Hare can be pretty tricky. I've watched them climb a blow down and jump off. That can give the dog fits.


----------



## micooner (Dec 20, 2003)

I think you answered your own question. "The trouble started when I started running on the SNOW," Some dogs will never be good snow dogs, some will, your dog is young give him some time to see if he will work it out.


----------



## Jumpshootin' (Jul 6, 2000)

Before snow he had to rely on his nose. It's always best to start a pup without snow.
Now with lots of hare and tracks to see he's running like being shot out of a cannon. Typical a lot of young males. As he matures he should settle down and rely on his nose again.
He's still a pup. Just keep getting him on the bunnies.


----------



## brownitsdown84 (Jan 19, 2009)

Jumpshootin' said:


> Before snow he had to rely on his nose. It's always best to start a pup without snow.
> Now with lots of hare and tracks to see he's running like being shot out of a cannon. Typical a lot of young males. As he matures he should settle down and rely on his nose again.
> He's still a pup. Just keep getting him on the bunnies.



Exactly!


----------



## FREEPOP (Apr 11, 2002)

I was a very proud papa the day I shot a rabbit and I called the dogs over. They took one wiff, went back to where they were and continued to track the rabbit. I ended up shooting that one too.


----------



## cdacker (Jan 10, 2011)

Jumpshootin' said:


> Before snow he had to rely on his nose. It's always best to start a pup without snow.
> Now with lots of hare and tracks to see he's running like being shot out of a cannon. Typical a lot of young males. As he matures he should settle down and rely on his nose again.
> He's still a pup. Just keep getting him on the bunnies.
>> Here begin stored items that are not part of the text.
PR #1347, opened 2019-12-18
Add automatic clipboard support

juanjoDiaz:
This PR adds support for automatic copy-pasting.
So when you are focused on the canvas and paste text it's pasted in the server and when you copy something in the server it's automatically copied to your local keyboard.

I've seen #1301 and #1174. But this takes a very different approach since it adds support for copy-pasting to noVNC's core. And I think that it's quite cleaner.

I've tested it in Safari, Firefox, and Chrome.
Unfortunately, the Clipboard API is only supported by Chrome and the `paste` event is broken (see https://bugs.chromium.org/p/chromium/issues/detail?id=634426).
So it just does nothing in Safari and Firefox, while in Chrome the copying of data works but not the pasting.

So, for now, this is not super useful but it should become better as browser support improves.

WDYT?

### DIFF
--- a/core/clipboard.js
+++ b/core/clipboard.js
@@ -1,0 +1,46 @@
+export default class Clipboard {
+    constructor(target) {
+        this._target = target;
+
+        this._eventHandlers = {
+            'copy': this._handleCopy.bind(this),
+            'paste': this._handlePaste.bind(this)
+        };
+
+        // ===== EVENT HANDLERS =====
+
+        this.onpaste = () => {};
+    }
+
+    // ===== PRIVATE METHODS =====
+
+    _handleCopy(e) {
+        if (navigator.clipboard.writeText) {
+            navigator.clipboard.writeText(e.clipboardData.getData('text/plain')).catch(() => {/* Do nothing */});
+        }
+    }
+
+    _handlePaste(e) {
+        if (navigator.clipboard.readText) {
+            navigator.clipboard.readText().then(this.onpaste).catch(() => {/* Do nothing */});
+        } else if (e.clipboardData) {
+            this.onpaste(e.clipboardData.getData('text/plain'));
+        }
+    }
+
+    // ===== PUBLIC METHODS =====
+
+    grab() {
+        if (!Clipboard.isSupported) return;
+        this._target.addEventListener('copy', this._eventHandlers.copy);
+        this._target.addEventListener('paste', this._eventHandlers.paste);
+    }
+
+    ungrab() {
+        if (!Clipboard.isSupported) return;
+        this._target.removeEventListener('copy', this._eventHandlers.copy);
+        this._target.removeEventListener('paste', this._eventHandlers.paste);
+    }
+}
+
+Clipboard.isSupported = (navigator && navigator.clipboard) ? true : false;
--- a/core/rfb.js
+++ b/core/rfb.js
@@ -13,6 +13,7 @@ import { encodeUTF8, decodeUTF8 } from './util/strings.js';
 import { dragThreshold } from './util/browser.js';
 import EventTargetMixin from './util/eventtarget.js';
 import Display from "./display.js";
+import Clipboard from "./clipboard.js";
 import Inflator from "./inflator.js";
 import Deflator from "./deflator.js";
 import Keyboard from "./input/keyboard.js";
@@ -113,6 +114,7 @@ export default class RFB extends EventTargetMixin {
         this._sock = null;              // Websock object
         this._display = null;           // Display object
         this._flushing = false;         // Display flushing state
+        this._clipboard = null;         // Clipboard object
         this._keyboard = null;          // Keyboard input handler object
         this._mouse = null;             // Mouse input handler object
 
@@ -197,6 +199,9 @@ export default class RFB extends EventTargetMixin {
             throw exc;
         }
         this._display.onflush = this._onFlush.bind(this);
+
+        this._clipboard = new Clipboard(this._canvas);
+        this._clipboard.onpaste = this.clipboardPasteFrom.bind(this);
 
         this._keyboard = new Keyboard(this._canvas);
         this._keyboard.onkeyevent = this._handleKeyEvent.bind(this);
@@ -292,9 +297,11 @@ export default class RFB extends EventTargetMixin {
             if (viewOnly) {
                 this._keyboard.ungrab();
                 this._mouse.ungrab();
+                this._clipboard.ungrab();
             } else {
                 this._keyboard.grab();
                 this._mouse.grab();
+                this._clipboard.grab();
             }
         }
     }
@@ -1398,8 +1405,11 @@ export default class RFB extends EventTargetMixin {
         this._setDesktopName(name);
         this._resize(width, height);
 
-        if (!this._viewOnly) { this._keyboard.grab(); }
-        if (!this._viewOnly) { this._mouse.grab(); }
+        if (!this._viewOnly) {
+            this._keyboard.grab();
+            this._mouse.grab();
+            this._clipboard.grab();
+        }
 
         this._fb_depth = 24;
 
@@ -1516,9 +1526,13 @@ export default class RFB extends EventTargetMixin {
                 return true;
             }
 
-            this.dispatchEvent(new CustomEvent(
-                "clipboard",
-                { detail: { text: text } }));
+            this.dispatchEvent(new CustomEvent("clipboard", { detail: { text: text } }));
+
+            if (Clipboard.isSupported) {
+                const clipboardData = new DataTransfer();
+                clipboardData.setData("text/plain", text);
+                this._canvas.dispatchEvent(new ClipboardEvent('copy', { clipboardData }));
+            }
 
         } else {
             //Extended msg.
--- a/core/rfb.js
+++ b/core/rfb.js
@@ -1531,7 +1531,12 @@ export default class RFB extends EventTargetMixin {
             if (Clipboard.isSupported) {
                 const clipboardData = new DataTransfer();
                 clipboardData.setData("text/plain", text);
-                this._canvas.dispatchEvent(new ClipboardEvent('copy', { clipboardData }));
+                const clipboardEvent = new ClipboardEvent('paste', { clipboardData });
+                // Force initialization since the constructor is broken in Firefox
+                if (!clipboardEvent.clipboardData.items.length) {
+                    clipboardEvent.clipboardData.items.add(text, "text/plain");
+                }
+                this._canvas.dispatchEvent(clipboardEvent);
             }
 
         } else {
--- a/core/rfb.js
+++ b/core/rfb.js
@@ -1531,7 +1531,7 @@ export default class RFB extends EventTargetMixin {
             if (Clipboard.isSupported) {
                 const clipboardData = new DataTransfer();
                 clipboardData.setData("text/plain", text);
-                const clipboardEvent = new ClipboardEvent('paste', { clipboardData });
+                const clipboardEvent = new ClipboardEvent('copy', { clipboardData });
                 // Force initialization since the constructor is broken in Firefox
                 if (!clipboardEvent.clipboardData.items.length) {
                     clipboardEvent.clipboardData.items.add(text, "text/plain");
--- a/docs/API-internal.md
+++ b/docs/API-internal.md
@@ -21,6 +21,8 @@ keysym values.
 * __Display__ (core/display.js): Efficient 2D rendering abstraction
 layered on the HTML5 canvas element.
 
+* __Clipboard__ (core/clipboard.js): Clipboard event handler.
+
 * __Websock__ (core/websock.js): Websock client from websockify
 with transparent binary data support.
 [Websock API](https://github.com/novnc/websockify-js/wiki/websock.js) wiki page.
@@ -28,7 +30,7 @@ with transparent binary data support.
 
 ## 1.2 Callbacks
 
-For the Mouse, Keyboard and Display objects the callback functions are
+For the Mouse, Keyboard, Display and Clipboard objects the callback functions are
 assigned to configuration attributes, just as for the RFB object. The
 WebSock module has a method named 'on' that takes two parameters: the
 callback event name, and the callback function.
@@ -118,3 +120,23 @@ None
 | name    | parameters | description
 | ------- | ---------- | ------------
 | onflush | ()         | A display flush has been requested and we are now ready to resume FBU processing
+
+
+## 2.4 Clipboard Module
+
+### 2.4.1 Configuration Attributes
+
+None
+
+### 2.4.2 Methods
+
+| name               | parameters        | description
+| ------------------ | ----------------- | ------------
+| grab               | ()                | Begin capturing clipboard events
+| ungrab             | ()                | Stop capturing clipboard events
+
+### 2.3.3 Callbacks
+
+| name    | parameters | description
+| ------- | ---------- | ------------
+| onpaste | (text)     | Called with the text content of the clipboard when the user paste something
--- a/tests/test.clipboard.js
+++ b/tests/test.clipboard.js
@@ -1,0 +1,54 @@
+const expect = chai.expect;
+
+import Clipboard from '../core/clipboard.js';
+
+describe('Automatic Clipboard Sync', function () {
+    "use strict";
+
+    if (Clipboard.isSupported) {
+        beforeEach(function () {
+            if (navigator.clipboard.writeText) {
+                sinon.spy(navigator.clipboard, 'writeText');
+            }
+            if (navigator.clipboard.readText) {
+                sinon.spy(navigator.clipboard, 'readText');
+            }
+        });
+
+        afterEach(function () {
+            if (navigator.clipboard.writeText) {
+                navigator.clipboard.writeText.restore();
+            }
+            if (navigator.clipboard.readText) {
+                navigator.clipboard.readText.restore();
+            }
+        });
+    }
+
+    it('incoming clipboard data from the server is copied to the local clipboard', function () {
+        const text = 'Random string for testing';
+        const clipboard = new Clipboard();
+        if (Clipboard.isSupported) {
+            const clipboardData = new DataTransfer();
+            clipboardData.setData("text/plain", text);
+            clipboard._handleCopy(new ClipboardEvent('paste', { clipboardData }));
+            if (navigator.clipboard.writeText) {
+                expect(navigator.clipboard.writeText).to.have.been.calledWith(text);
+            }
+        }
+    });
+
+    it('should copy local pasted data to the server clipboard', function () {
+        const text = 'Another random string for testing';
+        const clipboard = new Clipboard();
+        clipboard.onpaste = pasterText => expect(pasterText).to.equal(text);
+        if (Clipboard.isSupported) {
+            const clipboardData = new DataTransfer();
+            clipboardData.setData("text/plain", text);
+            clipboard._handlePaste(new ClipboardEvent('paste', { clipboardData }));
+            if (navigator.clipboard.readText) {
+                expect(navigator.clipboard.readText).to.have.been.called;
+            }
+        }
+    });
+});
--- a/tests/test.clipboard.js
+++ b/tests/test.clipboard.js
@@ -31,7 +31,12 @@ describe('Automatic Clipboard Sync', function () {
         if (Clipboard.isSupported) {
             const clipboardData = new DataTransfer();
             clipboardData.setData("text/plain", text);
-            clipboard._handleCopy(new ClipboardEvent('paste', { clipboardData }));
+            const clipboardEvent = new ClipboardEvent('paste', { clipboardData });
+            // Force initialization since the constructor is broken in Firefox
+            if (!clipboardEvent.clipboardData.items.length) {
+                clipboardEvent.clipboardData.items.add(text, "text/plain");
+            }
+            clipboard._handleCopy(clipboardEvent);
             if (navigator.clipboard.writeText) {
                 expect(navigator.clipboard.writeText).to.have.been.calledWith(text);
             }
@@ -45,7 +50,12 @@ describe('Automatic Clipboard Sync', function () {
         if (Clipboard.isSupported) {
             const clipboardData = new DataTransfer();
             clipboardData.setData("text/plain", text);
-            clipboard._handlePaste(new ClipboardEvent('paste', { clipboardData }));
+            const clipboardEvent = new ClipboardEvent('paste', { clipboardData });
+            // Force initialization since the constructor is broken in Firefox
+            if (!clipboardEvent.clipboardData.items.length) {
+                clipboardEvent.clipboardData.items.add(text, "text/plain");
+            }
+            clipboard._handlePaste(clipboardEvent);
             if (navigator.clipboard.readText) {
                 expect(navigator.clipboard.readText).to.have.been.called;
             }


CendioOssman:
Looks nice and clean, so a good start. But if browser support is too poor then I don't think we want to merge it yet.

I'm not sure how paste is supposed to work even with that chrome bug fixed. We intercept Ctrl+V, so what will be firing the paste event?

juanjoDiaz:
This works in 2 ways:

1. The `Clipboard` class captures the `ClipboardEvent` on the canvas of type `paste` and paste the text content to the server using RFB's `clipboardPasteFrom` method.
2. The cut/copy events from the server that are handled by the RFB's `_handle_server_cut_text` method now also trigger a `ClipboardEvent` on the canvas of type `copy`. The `Clipboard` class captures the event and updates the local clipboard.

It's true that support varies. However, all browsers seem to be working on it and it's a change that doesn't break anything so I don't really see a reason to hold back.

samhed:
According to MDN this is only supported on Chrome and Opera. Not Firefox, IE, Edge or Safari. I think that this can result in a lot of confused users.

Where can I find information about all browsers working on this?

samhed:
ping @juanjoDiaz

juanjoDiaz:
Sorry @samhed, totally missed this.
At the moment I've moved to work on very different stuff so I'm not actively looking into this.

You are right. It seems that:
* Firefox currently only considers the cliboard support for extensions: https://bugzilla.mozilla.org/show_bug.cgi?id=1344410
* Edge seems to support it according to https://github.com/ckeditor/ckeditor4/issues/468 but I haven't tested it.
* There are references in different blogs and unofficial channels of Safari working on this but I couldn't find anything official.


One thing to keep in mind is that this PR was mean to be just the foundation of a possible clipboard functionality and it just uses the Clipboard Async API if available.
It could be extended to fallback to the Sync API if available or to use browser-specific workarounds (like https://stackoverflow.com/questions/40147676/javascript-copy-to-clipboard-on-safari) if possible.
We could look into a library like https://github.com/zenorocha/clipboard.js (just to see the approaches that they use, since you guys don't like external dependencies) to maximize browser compatibility.
This page also seems to be useful for browser testing https://whatwebcando.today/clipboard.html

samhed:
> https://github.com/zenorocha/clipboard.js

The list of supported browsers there looks great. If they are able to achieve that so should we be! What's the state of this code at the moment?

juanjoDiaz:
The async clipboard support (which is what's used in this PR) is now also supported in Safari: https://webkit.org/blog/10855/async-clipboard-api/

Firefox keeps having it as an open issue: https://bugzilla.mozilla.org/show_bug.cgi?id=1619251

Just FYI.

TeffenEllis:
@juanjoDiaz @samhed,

This PR looks like it would get noVNC much closer to an expected experience -- especially now that Chrome, Edge, and Safari support the async Clipboard API. If browser support is a blocker, I could follow up with a new PR that:

- Add an browser API check when defining the clipboard handler 
- Log a console warning if either copy/paste event is unsuccessful
- Update the docs and example to include info about noVNC's clipboard API and its requirements

Thoughts?

samhed:
I'm opposed to merging something that isn't supported by all major browsers, Firefox is important.

I don't have the time to investigate this personally right now, but https://github.com/zenorocha/clipboard.js claims support for Firefox as well, couldn't we do what they do?

TeffenEllis:
@samhed from what I understand, Firefox's limitations are mostly around [async clipboard events](https://developer.mozilla.org/en-US/docs/Web/API/Clipboard/writeText) e.g. when noVNC wants to copy data to the user's clipboard. 

Clipboard.js depends on a "user originating" event to perform a clipboard copy. I suppose a stop-gap would be to offer a button in the UI to let the user retrieve the server's clipboard data.

AdrianSanchezLopez:
Hi guys, this feature looks really neat, I was wondering if you have any ETA on this

snickell:
@CendioOssman this is something we'd love to have for our novnc install, and I'm happy to do the dev work necessary if there's any requests you have.... any sense what you'd want to see here (besides no active merge conflicts and it actually tested and working) to consider a merge?

CendioOssman:
What I'd like to see broad support in the browsers. I.e. this works on at least Chrome, Firefox and Safari (Edge would be nice too though).

Failing that, a clean fallback handling until missing pieces are in place in all browsers.

I haven't kept track of this so I'm afraid I don't know what the current state of the browsers is, or how well this code matches that. Some testing would be helpful to get a better picture.

TeffenEllis:
@CendioOssman, @samhed,

I’ve since taken a sabbatical from tech, but occasionally get pinged on this PR.

Respectfully, I think this isn’t about browser support, but a lack of buy-in from the noVNC team.

The async clipboard API has similar [browser support](https://developer.mozilla.org/en-US/docs/Web/API/Clipboard_API#browser_compatibility) as the day this PR was opened nearly two years ago, and yet Mozilla drags their feet on any real progress. Worse, their marketshare continues to shrink into the single digits thanks to misstep after misstep. Meanwhile, every noVNC user is stuck in limbo with a subpar clipboard experience and told to wait for a perfect solution while this PR has been left to wither on the vine. 

Ultimately this is a volunteer project and nobody can force the team to do anything they don’t want to do. In my opinion, an outside contributor would be wary of putting time into this when the team has shown no interest in championing a feature so core to the experience, that it would move noVNC from a novelty web app to a productive tool used by professionals. 

Anyway, I’m on break from tech to write erotica. With peace and love, I hope this feature finds its home in the project.

samhed:
I'd love to see this merged. Assuming there has to be some sort of limitation for Firefox users, could we boil down some ideas for how those might look like or work in detail? @TeffenEllis you mentioned a button to retrieve the server clipboard?

Looking at Mozilla's browser support list it looks like other browsers shouldn't pose any problems. I'd feel at ease however if someone could assist with some testing anyway.

snickell:
@samhed @CendioOssman thanks for the encouragement, its good to know this PR is of interest, but is mainly blocking (at the moment) on ensuring we understand+test the cross-browser impact and, in particular, make sure that whatever we come up with has a reasonable and understood effect on Firefox user's too.

snickell:
If I can find time in the next 3 days, I plan to test and document current UX behavior for this PR against `noVNC:master` in:
1) Firefox
2) Chrome
3) Safari
4) iOS
5) Android

Since I will need to update the PR to merge with current `master` (at a minimuum), with @juanjoDiaz 's permission (or no response), I'm going to fork the PR to my GH and work there.

I'd love a volunteer to test on Edge once I get my branch merging? Or if there's a trivial no-cost cloud way I can test on Edge I'm happy to do that too.

diemol:
I'd be happy to help by setting an open source account in Sauce Labs for this project. Maintainers, please let me know if there is interest in this.

snickell:
@diemol not a maintainer, but from my perspective, that would be pretty amazing to avoid PRs blocking on time consuming to setup cross-browser checking

snickell:
Just to establish a baseline, on my system @juanjoDiaz 's unchanged branch https://github.com/juanjoDiaz/noVNC/tree/add_clipboard_support has one test failure from `npm test`:
```
SUMMARY:
✔ 431 tests completed
ℹ 4 tests skipped
✖ 1 test failed

FAILED TESTS:
  Mouse Event Handling
    Double-click for Touch
      ✖ should not modify 2nd tap pos if far apart
        Chrome 91.0.4472.114 (Mac OS 10.15.7)
      AssertionError: expected 68 to not equal 68
          at Mouse.mouse.onmousebutton (tests/test.mouse.js:139:41)
          at Mouse._handleMouseButton (core/input/mouse.js:104:14)
          at Mouse._handleMouseDown (core/input/mouse.js:115:14)
          at Context.<anonymous> (tests/test.mouse.js:150:19)

12 07 2021 14:44:11.249:WARN [Chrome 91.0.4472.114 (Mac OS 10.15.7)]: Disconnected (0 times) Client disconnected from CONNECTED state (server shutting down)
Chrome 91.0.4472.114 (Mac OS 10.15.7) ERROR
```

snickell:
I've resolved the merge conflict and merged with current master here: https://github.com/ceresimaging/novnc/tree/add_clipboard_support

After the merge all the `npm test` pass on my local system:
```
SUMMARY:
✔ 504 tests completed
ℹ 6 tests skipped
```

snickell:
I've tentatively submitted a new PR with the `noVNC:master` merge conflict resolved:
https://github.com/novnc/noVNC/pull/1562

this is 100% entirely @juanjoDiaz 's hard work, I just want to clear the way for a mergeable PR that resolves issue #1511 , I have time and need for this now, and this seemed like the easiest way forward. I'm happy to do something else if @samhed wants. 

Unfortunately, I don't think the `from branch` on a GH PR is editable, so it seems a new PR may be required to merge anyway unless @juanjoDiaz wants to push this branch forward? Last time in comments it seemed like no from him.

samhed:
Thanks for moving this forward @snickell, I'm closing this PR in favor of #1562

ChristianSB24:
I have tested this on Chrome, Edge, Android, and Firefox. Don't have a way to test Safari or iOS at the moment. This works great right away for me. I can copy to and from the vnc server. Seems like whatever browser issues there were are now possibly gone.

samhed:
Interesting @ChristianSB24, thanks for testing! I can see if I can find some time to test Safari on iOS.

juanjoDiaz:
Happy to see that this is relevant almost 3 years later 😅

According to [MDN](https://developer.mozilla.org/en-US/docs/Web/API/Clipboard_API),  support should be now there for most mayor browsers.

And, as I said back then, adding functionality to copy-paste that works in most browsers, and doesn't break anything in browsers without support should be a positive addition. Plus, having a clipboard module is a good foundation for future improvements and to add possible workarounds and support for other browsers.

I'd be happy to rebase this change and take a look at anything else needed if there is an intention to get this in 😊

samhed:
Yes, it's been too long, we'd love to get this feature merged!

I can see that the MDN page has marked Firefox with “No support” regarding `readText()` which we use here. But it seems to work for @ChristianSB24 in Firefox despite this?

I have tested here, but I assume I'm doing something wrong, since **it's not working at all for me**.

I used the following combinations:
* Safari on iPadOS 15
* Google Chrome on Android 12
* Google Chrome on Fedora 36
* Firefox on Fedora 36
* Google Chrome on Windows 10
* Firefox on Windows 10

I used the TigerVNC server, and tested with its own vncviewer, which worked fine. Furthermore, I also verified that noVNC's old method of using the clipboard panel worked fine.

Some light debugging shows that only the “Standard msg” clipboard format is supported by this PR, not the “Extended msg” format. Breakpoints in rfb.js shows that, when I select text and copy it inside the remote session, the code ends up using the “Extended msg” part of `_handle_server_cut_text()`.

I'm not sure what goes wrong when I try to copy locally and instead paste into the remote, but that doesn't work either.

ChristianSB24:
@samhed Interesting, it worked right away for me. If we could merge this in that would be amazing. novnc is an awesome project, but adding these kinds of improvements will really help advance it. 

Not sure if I am missing something, but this page says there is support for every major browser: https://developer.mozilla.org/en-US/docs/Web/API/Clipboard/readText. It doesn't support .read(), but for just pure text this is fine. 

For my setup I used tightvnc and I tested for all the previously mentioned browsers on a Windows 10 PC.

samhed:
@ChristianSB24 thanks for providing more details, I'll test with a tightvnc server tomorrow.

Yeah you are right, it does list it as supported in all browsers. My bad.

However, there is an asterix for Firefox on the page you linked:

> Firefox only supports reading the clipboard in browser extensions, using the "clipboardRead" extension permission

That is concerning since noVNC isn't an extension. But you're positive that clipboard.readText (paste to remote) worked when you tested Firefox?

A different subject is the Permissions API. MDN seems to indicate we need to prompt the user for permission in order to read the clipboard. Are you guys getting such prompts automatically? Or is this something we need to implement?

ChristianSB24:
@samhed I could have sworn it worked for all of the browsers I mentioned. I have tested some more tonight and now it is being inconsistent. I can still copy from the vnc server, but now I can't always copy from local to the vnc server. If I refresh enough and clear my cache it seems to sometimes work. 

This is for both firefox and chrome. When I first tested things it worked without an issue. Unfortunately I don't have the time to investigate further, but I assume the issue is related to what you mentioned.

juanjoDiaz:
Hi @samhed ,

How can I run te tests locally?

If I run `TEST_BROWSER_NAME=ChromeHeadless npm test`, I get
```sh
HeadlessChrome 106.0.5249 (Mac OS X 10.15.7) ERROR
  Uncaught SyntaxError: Cannot use import statement outside a module
  at tests/test.base64.js:3
```
this used to work before

samhed:
I usually do `npm test` and then open the URL it outputs in my browser.

gwhizoftv:
Hi Juan, et al,

It would be important if copy/paste from within a noVNC connection to the
local desktop and vie versa would work. It does not work now.

Please let me know what people think.

CendioOssman:
Odd. Headless works for me. This is Linux though...

```console
$ TEST_BROWSER_NAME=ChromeHeadless npm test

> @novnc/novnc@1.3.0 test
> karma start karma.conf.js


START:
18 10 2022 10:54:00.428:INFO [karma-server]: Karma v6.3.17 server started at http://localhost:9876/
18 10 2022 10:54:00.430:INFO [launcher]: Launching browsers ChromeHeadless with concurrency unlimited
18 10 2022 10:54:00.434:INFO [launcher]: Starting browser ChromeHeadless
18 10 2022 10:54:01.149:INFO [Chrome Headless 106.0.5249.119 (Linux x86_64)]: Connected on socket L1W4IgzTAnR6kqTUAAAB with id 78656409
  Base64 Tools
    encode
...
```

juanjoDiaz:
When running `npm install` I get the following error on the prepublish script:
image

And when running `TEST_BROWSER_NAME=ChromeHeadless npm test` I get:
image

And when running and opening the browser as @samhed  suggested I get the same:
image


I'm on a MacBook and use Node v18.0.0.

Maybe I'm getting different dependencies due to the lack of versioning on the dependencies and the lack of package-lock.json in the project?
Looking at what actually gets installed, it seems that I'm getting Karma 1.7.1 whereas the latest version is 6.4.
Could you share your package-lock.json?

juanjoDiaz:
Indeed. Re-installing Karma manually re-installed the latest version and fixed the issue.
I'll open a separate issue about that.

juanjoDiaz:
Can you guys test after the rebase and after adding the permissions API?
Everything seems to work on my end.

samhed:
I have finally found some time to do some more testing here. On the server side, I have tested using TurboVNC together with websockify running on Fedora 36. I set up a self-signed certificate and made sure the browsers trusted it.

On the client side, I ran noVNC on several platforms:

| OS | Browser | Version | serverCut | clientCut |
|---|---|---|---|---|
| Fedora 36 | Chrome | 106 | ✔️ | ❌ |
| Fedora 36 | Firefox | 105 | ✔️ | ❌ |
| Windows 10 | Chrome | 106 | ✔️ | ❌ |
| Windows 10 | Edge | 106 | ✔️ | ❌ |
| Windows 10 | Firefox | 105 | ✔️ | ❌ |
| macOS 13 | Safari | 16.1 | ❌ | ❌ |
| macOS 13 | Chrome | 106 | ✔️ | ❌ |
| macOS 13 | Firefox | 105 | ✔️ | ❌ |
| Android 12 | Chrome | 106 | ✔️ | ❌ |
| Android 12 | Firefox | 105 | ✔️ | ❌ |
| iPadOS 15.7 | Safari | 106 | ❌ | ❌ |

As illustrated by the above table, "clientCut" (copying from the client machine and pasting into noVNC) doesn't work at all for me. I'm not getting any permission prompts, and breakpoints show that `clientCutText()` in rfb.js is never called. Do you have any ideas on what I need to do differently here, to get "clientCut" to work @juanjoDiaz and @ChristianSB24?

Curious .. you are saying that he will actually run on visuals (tracks)? Wasn't aware of that, but it makes sense as to why he would be more fired up and over run some times.
Got a chance to get him on cottontail last night. Boy, what a difference from hare. 100 - 200 yard circles rather than 500. He did real well on the first run, brought it back two separate times (a flung some lead and missed three times). The second he seemed to struggle a bit more with, but still ran it in a circle and we killed that one. Because we were in some more open country than where I have been running hare, I was able to witness what he's doing. On a hot trail, he gets fired up and runs fast head up howling and sometimes loses the trail, but quickly comes back to pick it back up. Just needs to learn to take it a little slower with nose to the ground more I believe. Like I said though, only 11 months so lots of learning to do.
Thanks to everyone for the feedback. Hopefully I'll get out again in a few days and post some pics.


----------



## Waif (Oct 27, 2013)

Keep it fun and let him know when he is doin good.
With my hounds that were not spectacular each tried their best and for that I was content.
Sure different not running them and hunting by myself. Left a void.


----------



## FREEPOP (Apr 11, 2002)

Waif said:


> Keep it fun and let him know when he is doin good.
> With my hounds that were not spectacular each tried their best and for that I was content.
> Sure different not running them and hunting by myself. Left a void.


I agree, a good companion that doesn't chase deer and does get the rabbits running is great!


----------



## Jumpshootin' (Jul 6, 2000)

cdacker said:


> Curious .. you are saying that he will actually run on visuals (tracks)?


Yes. My males are now 7.5 and 4 years old. When young each would start to sight trail in the snow. Now they'll stick their nose in a track, and if there's no scent will just move on. No further interest. But my hounds are very hot nosed dogs. If it isn't a fresh scent they don't mess around much trying to figure it out.


----------



## steve w (Feb 15, 2004)

cdacker said:


> Curious .. you are saying that he will actually run on visuals (tracks)? Wasn't aware of that, but it makes sense as to why he would be more fired up and over run some times.
> Got a chance to get him on cottontail last night. Boy, what a difference from hare. 100 - 200 yard circles rather than 500. He did real well on the first run, brought it back two separate times (a flung some lead and missed three times). The second he seemed to struggle a bit more with, but still ran it in a circle and we killed that one. Because we were in some more open country than where I have been running hare, I was able to witness what he's doing. On a hot trail, he gets fired up and runs fast head up howling and sometimes loses the trail, but quickly comes back to pick it back up. Just needs to learn to take it a little slower with nose to the ground more I believe. Like I said though, only 11 months so lots of learning to do.
> Thanks to everyone for the feedback. Hopefully I'll get out again in a few days and post some pics.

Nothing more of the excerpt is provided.